◆ **Task description**: Every line containing the string "case" should be returned from the records.

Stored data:
*** Block opens ***

PR #2824, opened 2021-02-08
SQL translation for string.IsNullOrWhitespace

### LINKED ISSUE #2816: string.IsNullOrWhitespace cannot be converted to SQL
In Linq2Db 3.2.3 
string.IsNullOrWhitespace is not supported

```C#
var carTable = context.GetTable<Car>();
carTable.Where(x => !string.IsNullOrWhitespace(x.Name));
```

jogibear9988:
Fix #2816

Databases with limited support:
- Access: only whitepace characters recognized by Access `*trim` functions will be considered as whitespace (0x20 (SPACE), 0x1680 (OGHAM SPACE MARK), 0x205F (MEDIUM MATHEMATICAL SPACE), 0x3000 (IDEOGRAPHIC SPACE)). Proper implementation requires 24 nested `Replace` calls and doesn't work anyway without [sandbox mode](https://support.microsoft.com/en-us/office/turn-sandbox-mode-on-or-off-to-disable-macros-8cc7bad8-38c2-4a7a-a604-43e9a7bbc4fb)
- Informix: while tests pass, I'm not very confident it will work for all encoding for non-ascii whitespaces (probably works now due to some unicode normalization done by informix)

### DIFF
--- a/Tests/Linq/UserTests/Issue2816Tests.cs
+++ b/Tests/Linq/UserTests/Issue2816Tests.cs
@@ -159,6 +159,15 @@ namespace Tests.UserTests
 					// full support
 					return true;
 
+				case ProviderName.Access:
+				case ProviderName.AccessOdbc:
+					// only 4 characters including space supported
+					return character == 0x20
+						|| character == 0x1680
+						|| character == 0x205F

*** Block closes ***

◆ **Solution to this task**:
+				case ProviderName.Access:
+				case ProviderName.AccessOdbc:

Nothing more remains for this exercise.